Try it
Exactly reproduce the line that contains "Using the Replay" and all lines after it in the entries below, through the very last line.

*** Working data Section Begins ***

PR #2487, opened 2023-07-17
Fixes baggage propagation when an exception is thrown from middleware

### LINKED ISSUE #2441: Baggage propagation doesn't seem to work when Exception captured in middleware
I'm updating NuGet Trends with the latest JavaScript (Angular) and .NET SDKs.

One of the things since the last update is the introduction of this feature: https://changelog.getsentry.com/announcements/connect-session-replays-to-backend-errors

Unfortunately it doesn't seem to work:

I throw an exception from my C# controller, but only the Frontend error shows on the Replay: 
image

Using the Replay Network details to capture the `baggage` header, I can confirm the JS SDK is sending it:

image

Value (from [replay](https://nugettrends.sentry.io/replays/spa:8f9bf18820be4450b62868dc460be8d8/?f_n_type=resource.xhr&n_detail_row=1&query=&referrer=%2Freplays%2F&statsPeriod=14d&t_main=network&yAxis=count%28%29)):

*** Working data Section Ends ***

Exercise output
Using the Replay Network details to capture the `baggage` header, I can confirm the JS SDK is sending it:

image

Value (from [replay](https://nugettrends.sentry.io/replays/spa:8f9bf18820be4450b62868dc460be8d8/?f_n_type=resource.xhr&n_detail_row=1&query=&referrer=%2Freplays%2F&statsPeriod=14d&t_main=network&yAxis=count%28%29)):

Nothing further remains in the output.